Hank moved to Afghanistan to begin the overseas hunt for them. He also got involved in several operations intended to kill or kidnap a dangerous upstart called Osama bin Laden. He lived through the formative days of the great jihad against America that eventually led to the successful destruction of the Twin Towers. He remained in Afghanistan to welcome the first American troops and followed them into Kabul to set up the Agency’s new offices. Hank played his part in the defeat of the Taliban only to then suffer the indignity of their subsequent reorganisation with the help of many of his ‘old friends’ in the Saudi Arabian and Pakistani intelligence services who had their own agendas that were far removed from his.
With the rise of the Iraqi insurgency after the US-LED invasion of that country Hank was assigned to aid in the setting-up of information-gathering cells around the world. But following the constant media attacks against Guantánamo Bay and the subsequent witch-hunt by many countries against CIA interrogation centres within their borders, he was grateful for a chance to take a key development role in what could only be described as a bizarre and audacious undertaking. Not only did Styx eventually open for business but it ended up yielding high-quality information while attracting the minimum possible outside scrutiny.When it came to security, media curiosity, eavesdropping and covert investigations, a prison beneath the surface of the ocean was like having one on the Moon. It was almost perfect . . . almost, but not quite.

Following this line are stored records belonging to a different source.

PR #37, opened 2020-06-30
Do not throw if CHANGELOG.md doesn't exist

Feiyang1:
Fixes 2 issues:
1. PR is not created if CHANGELOG.md doesn't exist for a changed package. It could happen when the package is ignored, or only devDependencies are updated and the package doesn't have CAHNGELOG.md ( it could be new package, or an internal package that shouldn't have a CHANGELOG.md)

2. We incorrectly display packages that are updated, but don't have changelog entries (means it's not released) in the PR body. It could happen when the package is ignored, or only devDependencies are updated.

### DIFF
--- a/index.ts
+++ b/index.ts
@@ -249,6 +249,12 @@ ${
         (
           await Promise.all(
             changedPackages.map(async (pkg) => {
+              
+              const changelogPath = path.join(pkg.dir, "CHANGELOG.md");
+              if (!fs.pathExists(changelogPath)) {
+                return;
+              }
+
               let changelogContents = await fs.readFile(
                 path.join(pkg.dir, "CHANGELOG.md"),
                 "utf8"
@@ -258,6 +264,11 @@ ${
                 changelogContents,
                 pkg.packageJson.version
               );
+
+              if (!entry.content) {
+                return;
+              }
+
               return {
                 highestLevel: entry.highestLevel,
                 private: !!pkg.packageJson.private,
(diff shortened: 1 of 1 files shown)


ifiokjr:
This issue bit me today while trying to release `pre-release` packages. Hopefully, it can be merged soon.

mitchellhamilton:
I think this is resolved by #38? If not, could you fix the conflicts?

Andarist:
> I think this is resolved by #38? 

I don't believe it would be - that PR was only focused on what PR body gets generated.

@Feiyang1 We have now a better test setup so adding a test for this issue would be highly appreciated as well.

Feiyang1:
I think the first problem is resolved as well by #38, as `changeset version` will create a CHANGELOG.md file if it doesn't already exist for a version updated package, and we only read CHANGELOG.md for version updated packages.

Or Could a version updated package not have a CHANGELOG.md file? @Andarist

Andarist:
> Or Could a version updated package not have a CHANGELOG.md file? @Andarist

It should always be updated AFAIK.

---

So to understand this a bit better - there were situations when we've attempted to read changelogs and failed when some files were touched in a package but the package itself was not updated and this has only happened because of the logic in `getChangedPackages` which has been changed with #38 and currently there is no problem as we check if `pkg.version` has changed before classifying a package as updated, right? If that's the case - then yeah, #38 fixed both problems 🎉 

I guess we could a regression test for this scenario, but it's also not a top priority as things are working correctly now and the regression chance is rather slim in this area.

Feiyang1:
Correct. Closing as it is resolved.

PR #38, opened 2020-07-02
Fixed an issue with ignored package being included in PR body incorrectly

Andarist:
PR body included a header for an ignored package that only had its dependency bumped. This was caused by git-dependent logic in [`getChangedPackages`](https://github.com/changesets/action/blob/c240b08dfbd25dccd1f7df75cdf3639e6e65a741/utils.ts#L17) as in this case `ignored-pkg/package.json` was updated but `ignored-pkg/CHANGELOG.md` was left untouched, so there was nothing to add as contents of this created section.

I've decided to refactor this from git-dependent logic to version-dependent one. I just record all versions before `version` script gets executed and compare to versions available after it.

I wanted to cover this case with a test and as I didn't want to write unit tests for the changed implementation details I've decided to set up integration tests to test the workflow as a whole. To be able to do this I had to restructure files a little bit so I could mock some files (like git utils) and so I could just run a particular "command" with given custom inputs (removing a hard dependency on `@actions/core` from those dependencies).


src/run.ts
```diff
@@ -0,0 +1,272 @@
...
+  await gitUtils.switchToMaybeExistingBranch(versionBranch);
+  await gitUtils.reset(github.context.sha);
+
+  let versionsByDirectory = await getVersionsByDirectory(cwd);
+
+  if (script) {
+    let [versionCommand, ...versionArgs] = script.split(/\s+/);
+    await exec(versionCommand, versionArgs, { cwd });
+  } else {
+    // technically
```
mitchellhamilton, line 175: ?

Andarist: not sure what I have wanted to write here 😅 gonna remove this in a moment

PR #296, opened 2024-08-02
Keeping track of original particle ID

JuanGonzalezCaminero:
AdePT tracks were previously not storing any track ID. With this change we will propagate the ID of particles coming into AdePT to their secondaries. This ID is added to the hit information returned to Geant4.

In addition to the hits, the ID is also set as the mother for leaked particles.


agheata (approved):
I checked that the branch produces the same results as the master, so I would say it is fine to merge.

PR #299, opened 2024-08-09
Original particle ID used as ParentID for the hits

JuanGonzalezCaminero:
This changes PR [296](https://github.com/apt-sim/AdePT/pull/296) to pass the propagated primary ID as parentID for the hits generated by AdePT.

It also fixes an issue during track reconstruction on the CPU side where some vectors wouldn't be properly initialized


WitekPokorski (approved):
working fine!

PR #300, opened 2024-08-13
Surf model

agheata:
This re-enables the surface model if `VECGEOM_USE_SURF` is detected in VecGeom, and `ADEPT_USE_SURF` is ON (default OFF)

This triggers `using AdePTNavigator = SurfNavigator` which gets used for the geometry calls.
Behind `SurfNavigator` we use for now `vgbrep::Navigator` loop navigator for the `Locate` and `Safety` calls, and `vgbrep::BVHSurfNavigator` for `ComputeStep`.

Using `ADEPT_USE_SURF_SINGLE` additionally triggers the surface model with a single precision. When available, this flag will be cross-checked against a corresponding flag in VecGeom.


JuanGonzalezCaminero (approved):

agheata:
We merge this because it can process all geometries without overlaps, but we know that there are still fixes to be done to be able to validate the model.

PR #301, opened 2024-08-14
Earlier no GPU region check

JuanGonzalezCaminero:
In case there are no GPU regions defined, we return tracks to Geant4. This MR moves the check for an empty list of GPU regions to the `HandoverOneTrack` method, to avoid an issue where we would call the `PreUserTrackingAction` twice for tracks that were returned to Geant4.


WitekPokorski (approved):
looks OK

PR #303, opened 2024-08-27
 FillG4NavigationHistory fix

WitekPokorski:
This fixes the wrong logic in FillG4NavigationHistory and adds the missing MaterialCutsCouple pointer in the 'fake' step reconstructed from AdePT information and used to call the G4 sensitive detectors.

### DIFF
--- a/src/AdePTGeant4Integration.cpp
+++ b/src/AdePTGeant4Integration.cpp
@@ -364,7 +364,7 @@ void AdePTGeant4Integration::FillG4NavigationHistory(unsigned int aNavIndex, G4N
     }
   }
   // Once finished, remove the extra levels if the current state is shallower than the previous history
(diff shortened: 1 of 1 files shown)


agheata (approved):

agheata:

Hank had never been under any illusion that Styx would last for ever. But he thought it would at least survive for a decade or two and, with luck, perhaps even see the Agency through to the end of the jihad. Now, after only two years, organisational cracks were starting to form in the administrative structure of the little oceanic citadel that he’d had such high hopes for. The FBI was trying to investigate the CIA interrogations as well as the so-called mining infractions by the host corporation. The media had become equally keen to report on anything to do with the prison.The White House was afraid of what the FBI and the media might find. And the only thing holding it all together outside the Agency was the greed of a handful of civilians who ran the place.The key, with them at least, was to ensure that their greed was not completely sated. Rumours that the mine was drying up did not help matters at all. Quite the reverse, in fact. He was in danger of losing the only glue holding it all together.